Plus sérieusement, il faut être inquiet des oppositions qui risquent de se développer entre les professionnels de santé : médecin, pharmacien, sage-femme, infirmier … En particulier, la mode est aux délégations de tâches. Elles sont décrétées par les tutelles, sans concertation suffisante et sans les précautions indispensables : les formations nécessaires ne sont pas en place, les expérimentations et les évaluations ne sont pas prévues, le champ des responsabilités respectives n’est pas défini, les outils nécessaire au suivi et à la continuité des soins sont absents.

La réflexion de Martin Winckler sur le corps des médecins universitaires est pertinente. Mais ce n’est pas spécifique à la santé. En France, l’université est en difficulté, mais les élites (comme ailleurs) n’ont pas d’intérêt à changer le système ou n’en ont pas beaucoup la possibilité.La carrière hospitalo-universitaire est une aberration. C’est mission impossible: il faut être tout à la fois soignant, enseignant, chercheur et administrateur (sans compter une activité privée que certains développent en parallèle pour l’industrie pharmaceutique). Problème de temps, problème de compétences spécifiques très différentes. On peut rencontrer quelques-uns capables de faire tout cela à la fois, mais cela se compte sur les doigts de la main d’un ajusteur. Quand j’étais aux Etats-Unis, celui qui avait pris les fonctions de chef de service du département de pharmacologie avait arrêté ses fonctions cliniques pendant ce mandat. C’est naturel là-bas. En France, je ne connais pas beaucoup d’exemples comparables. On accumule les postes et les fonctions. Mais là encore, ce n’est pas spécifique à la médecine. Il suffit de voir le cumul des mandats politique ; et la conduite de ceux qui se disent contre est encore plus édifiante.

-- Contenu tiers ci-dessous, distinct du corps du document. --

PR #132, opened 2016-06-17
[FIXED JENKINS-36045] Bump sleep for waiting for cidfile

abayer:
The half-second sleep seems to hit race conditions periodically,
especially if the host is under load. Moving it to a second got rid of
the issues in my testing - from seeing it error out due to an empty
cidfile roughly half the time in 10 tests to zero times in 10 tests.

cc @reviewbybees

### DIFF
--- a/src/main/java/org/jenkinsci/test/acceptance/docker/DockerImage.java
+++ b/src/main/java/org/jenkinsci/test/acceptance/docker/DockerImage.java
@@ -117,7 +117,7 @@ public class DockerImage {
 
     private String waitForCid(CommandBuilder docker, File cidFile, File logfile, Process p) throws InterruptedException, IOException {
         for (int i = 0; i < 10; i++) {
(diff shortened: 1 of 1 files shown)


raul-arabaolaza:
This seems a little arbitrary, maybe in other systems we need to wait more or less.

Have you evaluated the possibility to check the availability of the file instead of waiting a fixed (arbitrary) amount of time?

andresrc:
:bee:

is there some condition that we could use to do something like the `waitUntil` ? (file existence or something like that)

mafraba:
🐝 
I see it ok to unblock the issue. 
Anyway I think the proper way to do it would be to wait for the file **with a timeout** ?

abayer:
The problem is that the file actually gets created but is empty for a brief moment, and it seems that if we open it at that time, Docker itself is unable to write to it, so it stays empty forever.

PR #133, opened 2016-06-17
[JENKINS-36046] Fixing FileCredentials and StringCredentials controls

armfergom:
Fixing `FileCredentials` and `StringCredentials` controls to be compatible with credentials 2.x line.

See [JENKINS-36046](https://issues.jenkins-ci.org/browse/JENKINS-36046) 

@reviewbybees

### DIFF
--- a/src/main/java/org/jenkinsci/test/acceptance/plugins/credentials/FileCredentials.java
+++ b/src/main/java/org/jenkinsci/test/acceptance/plugins/credentials/FileCredentials.java
@@ -9,7 +9,7 @@ import org.jenkinsci.test.acceptance.po.PageObject;
 @Describable("Secret file")
 public class FileCredentials extends BaseStandardCredentials {
 
-    public Control file = control("file");
+    public Control file = control(by.name("file"));
     
     public FileCredentials(PageObject context, String path) {
         super(context, path);
--- a/src/main/java/org/jenkinsci/test/acceptance/plugins/credentials/StringCredentials.java
+++ b/src/main/java/org/jenkinsci/test/acceptance/plugins/credentials/StringCredentials.java
@@ -9,7 +9,7 @@ import org.jenkinsci.test.acceptance.po.PageObject;
 @Describable("Secret text")
 public class StringCredentials extends BaseStandardCredentials {
 
-    public Control secret = control("secret");
+    public Control secret = control(by.name("_.secret"));
     
     public StringCredentials(PageObject context, String path) {
         super(context, path);


src/main/java/org/jenkinsci/test/acceptance/plugins/credentials/FileCredentials.java
```diff
@@ -9,7 +9,7 @@
 @Describable("Secret file")
 public class FileCredentials extends BaseStandardCredentials {
 
-    public Control file = control("file");
+    public Control file = control(by.name("file"));
```
amuniz: Is `control` not searching by name already?

src/main/java/org/jenkinsci/test/acceptance/plugins/credentials/StringCredentials.java
```diff
@@ -9,7 +9,7 @@
 @Describable("Secret text")
 public class StringCredentials extends BaseStandardCredentials {
 
-    public Control secret = control("secret");
+    public Control secret = control(by.name("_.secret"));
```
amuniz: Don't you want `control(by.name("_.secret"), by.name("secret"));` to keep compatibility with previous versions.

recena:
🐝

src/main/java/org/jenkinsci/test/acceptance/plugins/credentials/FileCredentials.java
armfergom: `control` searches by the `path` attribute.

In credentials 1.x, the `path` attribute was `file`. In credentials 2.x the `path` attribute is `definition/file`. Same for `secret`.

However, in both 1.x and 2.x, the name attribute is unchanged (for both secret and file)

src/main/java/org/jenkinsci/test/acceptance/plugins/credentials/StringCredentials.java
armfergom: See inline reply to your first comment.

amuniz: Ok, so if `name` attribute was unchanged, why are you changing it here? ` "_.secret"` != `"secret"`.

Anyway, my question is: is this working on 1.x? If so, I'm ok.

armfergom: What changes from 1.x to 2.x is the `path` attribute. `control` by default uses the `path` attribute.

What has NOT changed from 1.x to 2.x is the `name` attribute. So, the simplest way to make this work with both 1.x and 2.x lines is to look by `name` instead of by `path`.

Answering your question, yes, works for both.

src/main/java/org/jenkinsci/test/acceptance/plugins/credentials/FileCredentials.java
olivergondza: The name attribute is not guaranteed to be unique on the page, though. Not sure it is a problem in this case.

olivergondza: `control("definition/file", "file")` would work.

armfergom: Well, I really doubt we will have conflicts here since it is a very simple page the one that's rendered when creating a credential.

That said, I wasn't aware of that use of the `control` method, and it does seem like the most reasonable way to implement this. Very useful, thanks!

src/main/java/org/jenkinsci/test/acceptance/plugins/credentials/StringCredentials.java
armfergom: @amuniz just letting you know that I will be using something similar to what you've initially suggested (`control(by.name("_.secret"), by.name("secret"))`) but using the `path` instead of the name as suggested by Oliver. Thanks for the review!

armfergom:
Superseded by #139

Sur l’opposition entre secteur public et secteur privé, chacun à ses contraintes, ses avantages et ses inconvénients. Schématiquement, et ce n’est pas propre à la santé, on a besoin du public pour le long terme, du privé pour le court terme. Les deux systèmes sont complémentaires et doivent coexister. Ils doivent aussi être régulés. Tout système, qu’il soit public ou privé, dérape s’il n’y a pas de régulation et de contre-pouvoir. Depuis un moment, on impose au public des objectifs à court terme et on fait croire que le privé va remplir les objectifs de long terme. Le résultat est évident. Il ne faut pas demander à une chienne de faire des chats.

La tarification à l’activité, déjà décriée dans l’ensemble, ne risque-t-elle pas d’entraver encore plus la médecine de santé publique, dont les actions s’inscrivent dans la durée?

La tarification à l’activité (T2A) n’est qu’un outil. Il ne faut pas la diaboliser en soi. Hélas, elle a été construite à la va-vite (pourtant, c’est dès 1986 que la nécessité d’une comptabilité analytique a été reconnue, mais l’administration hospitalière n’a pas suivi. La T2A est lourde à mettre en œuvre, et elle détourne les médecins de leur activité normale auprès des malades pour les transformer en codeurs-opérateurs de saisie. Elle valorise les actes techniques au détriment du temps passé auprès des malades ou pour analyser les cas complexes et organiser les soins. Elle est totalement déconnectée de la pertinence ou de la qualité des soins. Ce qui compte, c’est de réduire le coût apparent et immédiat.

Ainsi, certaines structures de soins utilisent la complexité de la nomenclature pour faire en deux étapes ce qui pourrait être fait en une seule, car cela rapporte plus. Le malade est non seulement obligé de multiplier les déplacements, mais il est soumis inutilement à des risques supplémentaires, et les délais peuvent eux aussi être néfastes.

Les actions de santé publique, les consultations longues, les prises en charges complexes sont dévalorisées par la tarification à l’activité. Les victimes de la T2A sont faciles à identifier.

Vous avez travaillé sur la prévention de la transmission du virus de l’hépatite B de la mère à l’enfant. Que répondez-vous à ceux qui remettent en cause ce vaccin et parlent de myofasciite à macrophages ?

Ce sont deux sujets différents, mais qui ont de nombreux points communs.

La question de base est la même: les vaccinations peuvent-elles induire une réponse immunitaire aberrante et être la cause de maladies ? On peut l’envisager, mais les études prospectives et rétrospectives qui ont été menées ont échoué à démonter une telle association.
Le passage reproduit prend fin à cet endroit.